Raptor Lake is simply a better product than Arrow Lake if it was reliable and did not have degradation issues. If??? the micrcode update truly fixed them for the long haul its easily Raptor Lake over Arrow Lake anyday. Exactly true. Can the microcode update fix it and truly across the board make it on par or better than RPL??
Intel could also drop unused instruction sets on p-cores, but since its slices of L3 per-p-core insteads of one whole slice shared amoung p-cores there is latncy moving out of the slices of L3 cache. Changing the way they're the P-cores are sittng/aranged on the tile, & centralizing a large single L3 cache sliice would be away to fix it.
At the same time they could just use less L3/L2 cache as arrowlake seems to be bandwisth straved just looking at the CU-DIMM results of 9200mhz it gains a lot more than zen 5 does with high ram speed.
With CUDIMM.
Without.
What you linked is the core to core latency, which is the latency to synchronize data between cores such as thread synchronization atomics(e.g. mutex, semaphores, etc) or any data really. If a workload, such a gaming, requires a good amount of those then for Zen processors, it would be ideally to put all the threads into a single cluster(what AMD calls a CCD).
For Zen 2, that was an issue because a CCD was a 4-core cluster, so games often wanted to use more than that, but with 8-core clusters for Zen 3 and later that isn't really an issue unless in the rare case of very heavy parallel CPU games like BeamNG.
This is also why a lot of 'optimization' for gaming in Zen can be turning off a CCD/CCX or pin them down and also why often the -950X SKU isn`t better at gaming vs the -700X SKU.
better to buy 13/14 series or Amd Cpu it depends what GPU ppls use..
14900K can be much faster VS 9800X3D because Intel user maybe using Rtx4090 and Amd user 7900XtX GPU
Also, not many high end gamers use 1080p so dif is not so big in reality
If we testing 480p we will se bigger differences, or using upcoming 5090 and 240p we see even more bigger differences.

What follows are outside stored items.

PR #315, opened 2015-08-17
Resolve credentials if time_rec is requested

simo5:
The code normally tries to defer credential acquisition to a later
time. However if the application requests the lifetime the code
needs to resolve the credential and return the actual expiration
time. Returning 0 would cause the application to think credentials
are expired.

### DIFF
--- a/src/lib/gssapi/krb5/acquire_cred.c
+++ b/src/lib/gssapi/krb5/acquire_cred.c
@@ -825,8 +825,14 @@ acquire_cred_context(krb5_context context, OM_uint32 *minor_status,
         if (code != 0)
             goto krb_error_out;
 
-        if (time_rec)
+        if (time_rec) {
+            ret = kg_cred_resolve(minor_status, context, (gss_cred_id_t)cred,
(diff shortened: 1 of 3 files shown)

i just want to tell, if test is not close the reality its worthless
It is not full support yet, but will probably be with BIOS updates in several months. 14900K much faster? I think you meant 9800X3D right? Because every unbiased IT Channel or Website will tell you that the 9800X3D is currently the best Gaming GPU on the planet!
And I'm pretty sure that once the 5090 is out, the 9800X3D will widen the gap even more!
I personally have a 4K 240Hz monitor with a 4090 so I definitely try to play at 4K as much as possible. If the framerate is not acceptable then I play with DLSS Quality (1440p rendered) and sometimes with Frame Generation like in Black Myth: Wukong or Cyberpunk 2077 w/ Path Tracing...
But even at 4K and depending on games the 1% & 0.1% Lows can be very different depending on which CPU you are using !
That is quite bad. In a 16-core AMD you can just lock a low-concurrency app such a game into one CCD.
But Arrow Lake has these delays between all P-cores?
Of course Arrow Lake latency beyond 8 cores with the whole 24 core die will be better than any Zen 3 to 5 because all cores are on a single tile/die where as AMD beyond 8 cores has to cross CCX/CCD and go through IF and ouch.
But how is Arrow Lake latency to IMC tile and other interconnects like its ring bus compared to AMD Zen 3 to 5 latency from a CCD/CCX t the infinity fabric and such?
Of course Raptor Lake and Alder Lake 10nm monolithic dies to the IMC and ring kick both's butt, but we have no monolithic die that is not 2 years old and oh has degradation issues and unknown how much the microcode update really fixes it long term???